* **Exercise details**: Repeat only the lines from the one holding "navigated to account-details" down to the last line of the listing below, including both of those lines.
──────────
PR #2091, opened 2023-05-30
fix: swiper slide arrow navigation & seed-phrase badges

martinkaintas:


src/popup/components/AccountSwiperSlide.vue
```diff
@@ -12,15 +12,15 @@
       <BtnPlain
         v-if="idx !== 0"
         class="swiper-button prev"
-        @click="$emit('slide', idx - 1)"
+        @click.prevent="$emit('slide', idx - 1)"
```
martinkaintas, line 15: `.prevent` is used here so that parent button isn't triggered as well and the user doesn't get navigated to account-details

ZGiovas (approved):
LGTM after @pstachel 's recommended changes

pstachel (approved):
──────────
* **Output of the task**:
martinkaintas, line 15: `.prevent` is used here so that parent button isn't triggered as well and the user doesn't get navigated to account-details

ZGiovas (approved):
LGTM after @pstachel 's recommended changes

pstachel (approved):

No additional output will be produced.